When one pharmaceutical company offered to sell a new pneumococcal vaccine to the government for $58 a dose, the Centers for Disease Control demanded a $10-a-dose discount. Politicians want companies to take all the risk of developing new vaccines, but they don't want the companies to make any money from taking those risks. Then the politicians profess surprise and dismay that there's a vaccine shortage.
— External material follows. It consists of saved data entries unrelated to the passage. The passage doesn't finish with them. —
PR #2614, opened 2026-07-27
ringbuf: don't allow length-0 ringbufs

hawkw:
It turns out that, if you try to make a ringbuf with length 0, surprisingly bad things will happen. This is because ringbuf entries are written to using `get_unchecked_mut()`, in order to suppress bounds checks. Suppressing bounds checks is okay to do, because we have already modulo'd the index to the ringbuf's length, so it is guaranteed to be in bounds...AS LONG AS THE LENGTH IS GREATER THAN ZERO. If it is zero, well...`0 % 0 == 0`, so we will do `get_unchecked_mut(0)`, and uncheckedly dereference the first index of the ringbuf array...which it doesn't have, so you end up writing out of bounds to whatever happens to be next to the ringbuf.

Luckily, no one has ever actually tried to make a ringbuf with zero entries, because...why would you want that? But, just in case, it's better if we stop you, so this branch adds a const assertion to the ringbuf macro that checks that the length is greater than zero.

Now, if you try to make one, it fails like this: 

```
  Compiling task-ereportulator v0.1.0 (/home/eliza/Code/oxide/hubris/task/ereportulator)
error[E0080]: evaluation panicked: ringbufs may not be zero-length
    --> /rustlib/panic.rs:62:9
     |
  51 | pub macro panic_2021 {
     | -------------------- in this expansion of `$crate::panic::panic_2021!` (#3)
...
  62 |         $crate::panicking::panic_fmt($crate::const_format_args!($($t)+));
     |         ^^^^^^^^^^^^^^^^^^^^^^^^^^^^^^^^^^^^^^^^^^^^^^^^^^^^^^^^^^^^^^^^ evaluation of `_` failed here
     |
    ::: lib/ringbuf/src/lib.rs:282:1
     |
 282 | macro_rules! ringbuf {
     | -------------------- in this expansion of `ringbuf::ringbuf!` (#1)
...
 293 |             assert!($n > 0, "ringbufs may not be zero-length");
     |             --------------------------------------------------
     |             |
     |             in this macro invocation (#2)
     |             in this macro invocation (#3)
     |
    ::: task/ereportulator/src/main.rs:72:1
     |
  72 | ringbuf::ringbuf!(__LOL, Trace, 0, Trace::None);
     | ----------------------------------------------- in this macro invocation (#1)
     |
    ::: /rustlib/macros/mod.rs:1691:5
     |
1691 |     macro_rules! assert {
     |     ------------------- in this expansion of `assert!` (#2)

For more information about this error, try `rustc --explain E0080`.
error: could not compile `task-ereportulator` (bin "task-ereportulator") due to 1 previous error
```

### DIFF
--- a/lib/ringbuf/src/lib.rs
+++ b/lib/ringbuf/src/lib.rs
@@ -655,19 +655,13 @@ impl<T: Copy, C, const N: usize> Ringbuf<T, C, N> {
     // *also* an out of bounds read. Luckily, nobody has ever wanted to make a
     // zero-length ringbuf, so this hasn't been an issue in practice, but let's
     // stop you from doing it here just in case.
-    //
-    // Sadly, using a `const` block with an `assert!` in it somehow does not
-    // fail to build, but the "assertion"-using-a-bool-as-an-array-index trick
-    // does work. I don't know why.
-    const RINGBUF_LEN_MUST_BE_NONZERO: () = [()][(N > 0) as usize];
+    pub const RINGBUF_LEN_MUST_BE_NONZERO: bool = {
+        let is_nonzero = N > 0;
+        assert!(is_nonzero, "ringbuf length must be greater than 0");
+        is_nonzero
+    };
 
     fn do_record(&mut self, last: usize, line: u16, count: C, payload: &T) {
-        // Force the compile-time assertion that the length is nonzero to be
-        // evaluated. Clippy complains (not unreasonably), that this let-binding
-        // is not actually doing anything, which is true, but that's on purpose
-        // here.
-        #[allow(clippy::let_unit_value)]
-        let _ = Self::RINGBUF_LEN_MUST_BE_NONZERO;
         // Either we were unable to reuse the entry, or the last index was out
         // of range (perhaps because this is the first insertion). We're going
         // to advance last and wrap if required. This uses a wrapping_add
@@ -700,7 +694,9 @@ impl<T: Copy, C, const N: usize> Ringbuf<T, C, N> {
             // in order to actually be safe, as a zero-length ringbuf is the one
             // exception to the guarantee that having modulo'd the index (or
             // having done our weird modulo-like thing, technically) ensures
-            // that it is in bounds.
+            // that it is in bounds. So, force that to actually be evaluated
+            // here, so it fails at the location of the unsafe block comment. :)
+            let _is_nonzero = Self::RINGBUF_LEN_MUST_BE_NONZERO;
             self.buffer.get_unchecked_mut(ndx)
         };
         *ent = RingbufEntry {
--- a/lib/ringbuf/src/lib.rs
+++ b/lib/ringbuf/src/lib.rs
@@ -280,6 +280,17 @@ macro_rules! ringbuf {
 #[macro_export]
 macro_rules! ringbuf {
     ($name:ident, $t:ty, $n:expr, $init:expr $(,)?) => {
+        // `N` may not be 0, and constructing a zero-length ringbuf results in a
+        // compiler error. This is necessary because ringbuf entries are written
+        // to using unchecked indexing, which is always valid because the index
+        // has already been modulo'd to the ringbuf's length...unless the length
+        // is 0, in which case reading the 0th index is *also* an out of bounds
+        // read. Luckily, nobody has ever wanted to make a zero-length ringbuf,
+        // so this hasn't been an issue in practice, but let's stop you from
+        // doing it here just in case.
+        const _: () = {
+            assert!($n > 0, "ringbufs may not be zero-length");
+        };
         static $name: $crate::StaticCell<$crate::Ringbuf<$t, u16, $n>> =
             $crate::StaticCell::new($crate::Ringbuf {
                 last: None,
@@ -292,6 +303,17 @@ macro_rules! ringbuf {
             });
     };
     ($name:ident, $t:ty, $n:expr, $init:expr, no_dedup $(,)?) => {
+        // `N` may not be 0, and constructing a zero-length ringbuf results in a
+        // compiler error. This is necessary because ringbuf entries are written
+        // to using unchecked indexing, which is always valid because the index
+        // has already been modulo'd to the ringbuf's length...unless the length
+        // is 0, in which case reading the 0th index is *also* an out of bounds
+        // read. Luckily, nobody has ever wanted to make a zero-length ringbuf,
+        // so this hasn't been an issue in practice, but let's stop you from
+        // doing it here just in case.
+        const _: () = {
+            assert!($n > 0, "ringbufs may not be zero-length");
+        };
         static $name: $crate::StaticCell<$crate::Ringbuf<$t, () $n>> =
             $crate::StaticCell::new($crate::Ringbuf {
                 last: None,
@@ -336,6 +358,17 @@ macro_rules! ringbuf {
 #[macro_export]
 macro_rules! counted_ringbuf {
     ($name:ident, $t:ident, $n:expr, $init:expr $(,)?) => {
+        // `N` may not be 0, and constructing a zero-length ringbuf results in a
+        // compiler error. This is necessary because ringbuf entries are written
+        // to using unchecked indexing, which is always valid because the index
+        // has already been modulo'd to the ringbuf's length...unless the length
+        // is 0, in which case reading the 0th index is *also* an out of bounds
+        // read. Luckily, nobody has ever wanted to make a zero-length ringbuf,
+        // so this hasn't been an issue in practice, but let's stop you from
+        // doing it here just in case.
+        const _: () = {
+            assert!($n > 0, "ringbufs may not be zero-length");
+        };
         static $name: $crate::CountedRingbuf<$t, u16, $n> =
             $crate::CountedRingbuf {
                 ringbuf: $crate::StaticCell::new($crate::Ringbuf {
@@ -351,6 +384,17 @@ macro_rules! counted_ringbuf {
             };
     };
     ($name:ident, $t:ident, $n:expr, $init:expr, no_dedup $(,)?) => {
+        // `N` may not be 0, and constructing a zero-length ringbuf results in a
+        // compiler error. This is necessary because ringbuf entries are written
+        // to using unchecked indexing, which is always valid because the index
+        // has already been modulo'd to the ringbuf's length...unless the length
+        // is 0, in which case reading the 0th index is *also* an out of bounds
+        // read. Luckily, nobody has ever wanted to make a zero-length ringbuf,
+        // so this hasn't been an issue in practice, but let's stop you from
+        // doing it here just in case.
+        const _: () = {
+            assert!($n > 0, "ringbufs may not be zero-length");
+        };
         static $name: $crate::CountedRingbuf<$t, (), $n> =
             $crate::CountedRingbuf {
                 ringbuf: $crate::StaticCell::new($crate::Ringbuf {
@@ -675,6 +719,12 @@ impl<T: Copy, C, const N: usize> Ringbuf<T, C, N> {
             // `self.buffer.get_mut(ndx)` and then silently nop'ing if it
             // returns `None`...but it seems nicer to also elide the bounds
             // check, given that we *just* did one of our own!
+            //
+            // Note that this requires the `const` assertion that `N > 0` in the
+            // ringbuf macro in order to actually be safe, as a zero-length
+            // ringbuf is the one exception to the guarantee that having
+            // modulo'd the index (or having done our weird modulo-like thing,
+            // technically) ensures that it is in bounds.
             self.buffer.get_unchecked_mut(ndx)
         };
         *ent = RingbufEntry {
--- a/lib/ringbuf/src/lib.rs
+++ b/lib/ringbuf/src/lib.rs
@@ -280,17 +280,6 @@ macro_rules! ringbuf {
 #[macro_export]
 macro_rules! ringbuf {
     ($name:ident, $t:ty, $n:expr, $init:expr $(,)?) => {
-        // `N` may not be 0, and constructing a zero-length ringbuf results in a
-        // compiler error. This is necessary because ringbuf entries are written
-        // to using unchecked indexing, which is always valid because the index
-        // has already been modulo'd to the ringbuf's length...unless the length
-        // is 0, in which case reading the 0th index is *also* an out of bounds
-        // read. Luckily, nobody has ever wanted to make a zero-length ringbuf,
-        // so this hasn't been an issue in practice, but let's stop you from
-        // doing it here just in case.
-        const _: () = {
-            assert!($n > 0, "ringbufs may not be zero-length");
-        };
         static $name: $crate::StaticCell<$crate::Ringbuf<$t, u16, $n>> =
             $crate::StaticCell::new($crate::Ringbuf {
                 last: None,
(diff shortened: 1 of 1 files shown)


lib/ringbuf/src/lib.rs
```diff
@@ -675,6 +719,12 @@ impl<T: Copy, C, const N: usize> Ringbuf<T, C, N> {
             // `self.buffer.get_mut(ndx)` and then silently nop'ing if it
             // returns `None`...but it seems nicer to also elide the bounds
             // check, given that we *just* did one of our own!
+            //
+            // Note that this requires the `const` assertion that `N > 0` in the
+            // ringbuf macro in order to actually be safe, as a zero-length
+            // ringbuf is the one exception to the guarantee that having
+            // modulo'd the index (or having done our weird modulo-like thing,
+            // technically) ensures that it is in bounds.
```
jamesmunns: Could we just do the static assert here on the `N` parameter instead of all the other places?

hawkw: I tried that, but surprisingly, no: it can't go _inside_ the function because consts within a scope cannot access const-generic parameters from the enclosing scope. You can put a
```rust
const _DONT_DO_THAT: () = { assert!(N > 0); }
```
in the `impl` block[^1], but, as I was surprised to discover, this...doesn't actually do anything, and an image that declares a length-0 ringbuf compiles if it's asserted inside the `impl Ringbuf` block. 

In hindsight, it's possible it didn't hit the assertion because my test code was just _constructing_ a length-0 ringbuf, not trying to write to one? But, I would think the const would still be evaluated in any case?

[^1]: It has to be named, because you can't use `const _` as an associated const apparently.

hawkw: shockingly, even doing it like this (so that the const is forced to be evaluated) still compiles just fine:
```patch
diff --git a/lib/ringbuf/src/lib.rs b/lib/ringbuf/src/lib.rs
index 7d2bde7b4..f80e97814 100644
--- a/lib/ringbuf/src/lib.rs
+++ b/lib/ringbuf/src/lib.rs
@@ -280,17 +280,6 @@ macro_rules! ringbuf {
 #[macro_export]
 macro_rules! ringbuf {
     ($name:ident, $t:ty, $n:expr, $init:expr $(,)?) => {
-        // `N` may not be 0, and constructing a zero-length ringbuf results in a
-        // compiler error. This is necessary because ringbuf entries are written
-        // to using unchecked indexing, which is always valid because the index
-        // has already been modulo'd to the ringbuf's length...unless the length
-        // is 0, in which case reading the 0th index is *also* an out of bounds
-        // read. Luckily, nobody has ever wanted to make a zero-length ringbuf,
-        // so this hasn't been an issue in practice, but let's stop you from
-        // doing it here just in case.
-        const _: () = {
-            assert!($n > 0, "ringbufs may not be zero-length");
-        };
         static $name: $crate::StaticCell<$crate::Ringbuf<$t, u16, $n>> =
             $crate::StaticCell::new($crate::Ringbuf {
                 last: None,
@@ -303,17 +292,6 @@ macro_rules! ringbuf {
             });
     };
     ($name:ident, $t:ty, $n:expr, $init:expr, no_dedup $(,)?) => {
-        // `N` may not be 0, and constructing a zero-length ringbuf results in a
-        // compiler error. This is necessary because ringbuf entries are written
-        // to using unchecked indexing, which is always valid because the index
-        // has already been modulo'd to the ringbuf's length...unless the length
-        // is 0, in which case reading the 0th index is *also* an out of bounds
-        // read. Luckily, nobody has ever wanted to make a zero-length ringbuf,
-        // so this hasn't been an issue in practice, but let's stop you from
-        // doing it here just in case.
-        const _: () = {
-            assert!($n > 0, "ringbufs may not be zero-length");
-        };
         static $name: $crate::StaticCell<$crate::Ringbuf<$t, () $n>> =
             $crate::StaticCell::new($crate::Ringbuf {
                 last: None,
@@ -358,17 +336,6 @@ macro_rules! ringbuf {
 #[macro_export]
 macro_rules! counted_ringbuf {
     ($name:ident, $t:ident, $n:expr, $init:expr $(,)?) => {
-        // `N` may not be 0, and constructing a zero-length ringbuf results in a
-        // compiler error. This is necessary because ringbuf entries are written
-        // to using unchecked indexing, which is always valid because the index
-        // has already been modulo'd to the ringbuf's length...unless the length
-        // is 0, in which case reading the 0th index is *also* an out of bounds
-        // read. Luckily, nobody has ever wanted to make a zero-length ringbuf,
-        // so this hasn't been an issue in practice, but let's stop you from
-        // doing it here just in case.
-        const _: () = {
-            assert!($n > 0, "ringbufs may not be zero-length");
-        };
         static $name: $crate::CountedRingbuf<$t, u16, $n> =
             $crate::CountedRingbuf {
                 ringbuf: $crate::StaticCell::new($crate::Ringbuf {
@@ -384,17 +351,6 @@ macro_rules! counted_ringbuf {
             };
     };
     ($name:ident, $t:ident, $n:expr, $init:expr, no_dedup $(,)?) => {
-        // `N` may not be 0, and constructing a zero-length ringbuf results in a
-        // compiler error. This is necessary because ringbuf entries are written
-        // to using unchecked indexing, which is always valid because the index
-        // has already been modulo'd to the ringbuf's length...unless the length
-        // is 0, in which case reading the 0th index is *also* an out of bounds
-        // read. Luckily, nobody has ever wanted to make a zero-length ringbuf,
-        // so this hasn't been an issue in practice, but let's stop you from
-        // doing it here just in case.
-        const _: () = {
-            assert!($n > 0, "ringbufs may not be zero-length");
-        };
         static $name: $crate::CountedRingbuf<$t, (), $n> =
             $crate::CountedRingbuf {
                 ringbuf: $crate::StaticCell::new($crate::Ringbuf {
@@ -691,6 +647,10 @@ where
 }

 impl<T: Copy, C, const N: usize> Ringbuf<T, C, N> {
+    const CHECKED_BUFFER_LEN: usize = {
+        assert!(N > 0, "ringbufs may not be zero-length");
+        N
+    };
     fn do_record(&mut self, last: usize, line: u16, count: C, payload: &T) {
         // Either we were unable to reuse the entry, or the last index was out
         // of range (perhaps because this is the first insertion). We're going
@@ -703,7 +663,7 @@ impl<T: Copy, C, const N: usize> Ringbuf<T, C, N> {
             // This is because none of our target platforms currently have
             // hardware modulus, and many of them don't even have hardware
             // divide, making remainder quite expensive.
-            if last_plus_1 >= self.buffer.len() {
+            if last_plus_1 >= Self::CHECKED_BUFFER_LEN {
                 0
             } else {
                 last_plus_1
diff --git a/task/ereportulator/src/main.rs b/task/ereportulator/src/main.rs
index 60cddd685..4aa627d94 100644
--- a/task/ereportulator/src/main.rs
+++ b/task/ereportulator/src/main.rs
@@ -69,6 +69,8 @@ enum Trace {

+ringbuf::ringbuf!(__LOL, Trace, 0, Trace::None);
+
 #[unsafe(export_name = "main")]
 fn main() -> ! {
```

jamesmunns: Apparently it does work but only if you "use" the impl-scoped const?

```diff
diff --git a/lib/ringbuf/src/lib.rs b/lib/ringbuf/src/lib.rs
index cb9c3d2c7..c5bc6e2df 100644
--- a/lib/ringbuf/src/lib.rs
+++ b/lib/ringbuf/src/lib.rs
@@ -647,7 +647,15 @@ where
 }
 
 impl<T: Copy, C, const N: usize> Ringbuf<T, C, N> {
+    #[doc(hidden)]
+    pub const _NONZERO: bool = const {
+        let is_nonzero = N > 0;
+        assert!(is_nonzero);
+        is_nonzero
+    };
+
     fn do_record(&mut self, last: usize, line: u16, count: C, payload: T) {
+        let _nz = Self::_NONZERO;
         // Either we were unable to reuse the entry, or the last index was out
         // of range (perhaps because this is the first insertion). We're going
         // to advance last and wrap if required. This uses a wrapping_add
diff --git a/task/jefe/src/main.rs b/task/jefe/src/main.rs
index b5d109072..9f3b1213f 100644
--- a/task/jefe/src/main.rs
+++ b/task/jefe/src/main.rs
@@ -47,6 +47,8 @@ pub enum Disposition {
     Hold,
 }
 
+ringbuf::ringbuf!(u32, 0, 4);
+
 // We install a timeout to periodically check for an external direction
 // of our task disposition (e.g., via Humility).  This timeout should
 // generally be fast for a human but slow for a computer; we pick a
@@ -81,6 +83,7 @@ const MIN_RESTART_DELAY: u64 = 5;
 
 #[unsafe(export_name = "main")]
 fn main() -> ! {
+    ringbuf::ringbuf_entry!(15);
     let mut task_states = [TaskStatus::default(); hubris_num_tasks::NUM_TASKS];
     for held_task in generated::HELD_TASKS {
         task_states[held_task as usize].disposition = Disposition::Hold;
```

```
   Compiling task-jefe v0.1.0 (/Users/james/oxide/hubris/task/jefe)
error[E0080]: evaluation panicked: assertion failed: N > 0
    --> lib/ringbuf/src/lib.rs:652:9
     |
 652 |         assert!(N > 0);
     |         ^^^^^^^^^^^^^^
     |         |
     |         evaluation of `ringbuf::Ringbuf::<u32, u16, 0>::_NONZERO::{constant#0}` failed here
     |         in this macro invocation
     |
    ::: /rustlib/macros/mod.rs:1691:5
     |
1691 |     macro_rules! assert {
     |     ------------------- in this expansion of `assert!`

note: erroneous constant encountered
   --> lib/ringbuf/src/lib.rs:651:30
    |
651 |       pub const _NONZERO: () = const {
    |  ______________________________^
652 | |         assert!(N > 0);
653 | |     };
    | |_____^

note: erroneous constant encountered
   --> lib/ringbuf/src/lib.rs:656:19
    |
656 |         let _nz = Self::_NONZERO;
    |                   ^^^^^^^^^^^^^^

note: the above error was encountered while instantiating `fn Ringbuf::<u32, u16, 0>::do_record`
   --> lib/ringbuf/src/lib.rs:602:9
    |
602 |         ring.do_record(last, line, 1, payload);
    |         ^^^^^^^^^^^^^^^^^^^^^^^^^^^^^^^^^^^^^^

For more information about this error, try `rustc --explain E0080`.
error: could not compile `task-jefe` (bin "task-jefe") due to 1 previous error
Error: failed to build jefe
```

Huh.

hawkw: oh, that's nicer than the solution i came up with (https://github.com/oxidecomputer/hubris/pull/2614/changes/7c5e1bc66e23bec630ef38335576c91cc47627ba)

hawkw: ...what the heck, how come your thing works but this doesn't?
```patch
eliza@hekate ~/Code/oxide/hubris $ git diff
diff --git a/lib/ringbuf/src/lib.rs b/lib/ringbuf/src/lib.rs
index 694902534..109ce2534 100644
--- a/lib/ringbuf/src/lib.rs
+++ b/lib/ringbuf/src/lib.rs
@@ -659,7 +659,10 @@ impl<T: Copy, C, const N: usize> Ringbuf<T, C, N> {
     // Sadly, using a `const` block with an `assert!` in it somehow does not
     // fail to build, but the "assertion"-using-a-bool-as-an-array-index trick
     // does work. I don't know why.
-    const RINGBUF_LEN_MUST_BE_NONZERO: () = [()][(N > 0) as usize];
+    pub const RINGBUF_LEN_MUST_BE_NONZERO: usize = {
+        assert!(N > 0, "ringbuf length must be greater than 0");
+        N
+    };

     fn do_record(&mut self, last: usize, line: u16, count: C, payload: &T) {
         // Force the compile-time assertion that the length is nonzero to be
@@ -667,7 +670,7 @@ impl<T: Copy, C, const N: usize> Ringbuf<T, C, N> {
         // is not actually doing anything, which is true, but that's on purpose
         // here.
         #[allow(clippy::let_unit_value)]
-        let _ = Self::RINGBUF_LEN_MUST_BE_NONZERO;
+        let _n = Self::RINGBUF_LEN_MUST_BE_NONZERO;
         // Either we were unable to reuse the entry, or the last index was out
         // of range (perhaps because this is the first insertion). We're going
         // to advance last and wrap if required. This uses a wrapping_add
diff --git a/task/ereportulator/src/main.rs b/task/ereportulator/src/main.rs
index 60cddd685..4aa627d94 100644
--- a/task/ereportulator/src/main.rs
+++ b/task/ereportulator/src/main.rs
@@ -69,6 +69,8 @@ enum Trace {

+ringbuf::ringbuf!(__LOL, Trace, 0, Trace::None);
+
 #[unsafe(export_name = "main")]
 fn main() -> ! {
```

hawkw: Oh, I see, the problem is that evaluating it in the function only fails if the code actually calls `do_record` somewhere. I guess that's fine, since it still stops us from doing the OOB write, and just _constructing_ a zero-length ringbuf is _technically_ fine if you never actually use it. What do you think of https://github.com/oxidecomputer/hubris/pull/2614/commits/55ae04c659f9d9fa5f5be6821bdf811fbb49d099?

That produces an error message like this:
```
   Compiling task-ereportulator v0.1.0 (/home/eliza/Code/oxide/hubris/task/ereportulator)
error[E0080]: evaluation panicked: ringbuf length must be greater than 0
    --> /rustlib/panic.rs:62:9
     |
  51 | pub macro panic_2021 {
     | -------------------- in this expansion of `$crate::panic::panic_2021!` (#2)
...
  62 |         $crate::panicking::panic_fmt($crate::const_format_args!($($t)+));
     |         ^^^^^^^^^^^^^^^^^^^^^^^^^^^^^^^^^^^^^^^^^^^^^^^^^^^^^^^^^^^^^^^^ evaluation of `ringbuf::Ringbuf::<Trace, u16, 0>::RINGBUF_LEN_MUST_BE_NONZERO` failed here
     |
    ::: /rustlib/macros/mod.rs:1691:5
     |
1691 |     macro_rules! assert {
     |     ------------------- in this expansion of `assert!` (#1)
     |
    ::: lib/ringbuf/src/lib.rs:660:9
     |
 660 |         assert!(is_nonzero, "ringbuf length must be greater than 0");
     |         ------------------------------------------------------------
     |         |
     |         in this macro invocation (#1)
     |         in this macro invocation (#2)

note: erroneous constant encountered
    --> /rustlib/panic.rs:62:9
     |
  51 | pub macro panic_2021 {
     | -------------------- in this expansion of `$crate::panic::panic_2021!` (#2)
...
  62 |         $crate::panicking::panic_fmt($crate::const_format_args!($($t)+));
     |         ^^^^^^^^^^^^^^^^^^^^^^^^^^^^^^^^^^^^^^^^^^^^^^^^^^^^^^^^^^^^^^^^
     |
    ::: lib/ringbuf/src/lib.rs:660:9
     |
 660 |         assert!(is_nonzero, "ringbuf length must be greater than 0");
     |         ------------------------------------------------------------
     |         |
     |         in this macro invocation (#1)
     |         in this macro invocation (#2)
     |
    ::: /rustlib/macros/mod.rs:1691:5
     |
1691 |     macro_rules! assert {
     |     ------------------- in this expansion of `assert!` (#1)

note: erroneous constant encountered
   --> lib/ringbuf/src/lib.rs:699:31
    |
699 |             let _is_nonzero = Self::RINGBUF_LEN_MUST_BE_NONZERO;
    |                               ^^^^^^^^^^^^^^^^^^^^^^^^^^^^^^^^^

note: the above error was encountered while instantiating `fn Ringbuf::<Trace, u16, 0>::do_record`
   --> lib/ringbuf/src/lib.rs:602:9
    |
602 |         ring.do_record(last, line, 1, payload);
    |         ^^^^^^^^^^^^^^^^^^^^^^^^^^^^^^^^^^^^^^

For more information about this error, try `rustc --explain E0080`.
error: could not compile `task-ereportulator` (bin "task-ereportulator") due to 1 previous error
```

...which, I hope, is sufficiently descriptive that anyone who accidentally makes a zero-entry ringbuf understands why they shouldn't have done that.

jamesmunns (approved):
I like it!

Vaccine makers are also a favorite target of tort lawyers, who've spent 20 years trying to get around the 1986 Vaccine Injury Compensation Program (VICP) -- which was specifically designed to protect vaccine makers from liability abuse. Senate Majority Leader Bill Frist has been trying to update the VICP for several years, and Republicans did pass a liability provision as a rider to a homeland security bill in 2002. But three GOP Senators -- Susan Collins, Olympia Snowe and Lincoln Chafee -- created a media ruckus and demanded that it be killed. The Senators promised more debate on the subject, yet once the headlines vanished so did their interest.

The larger point is that if politicians want private industry to develop new cures and vaccines, they can't steal their patents or confiscate their hope of making money. Private companies developed the AIDS drugs that have extended millions of lives, but countries like Brazil want to force those companies to give the drugs away at cost.

The solutions to getting more vaccines aren't complicated: Push the FDA for faster approvals, shield companies from tort robbery and get the government out of the business of buying routine vaccines. Politicians can't be held responsible for knowing when the next animal virus will strike the human race. But they will be responsible if their hostility to business leaves us unable to cope with its consequences.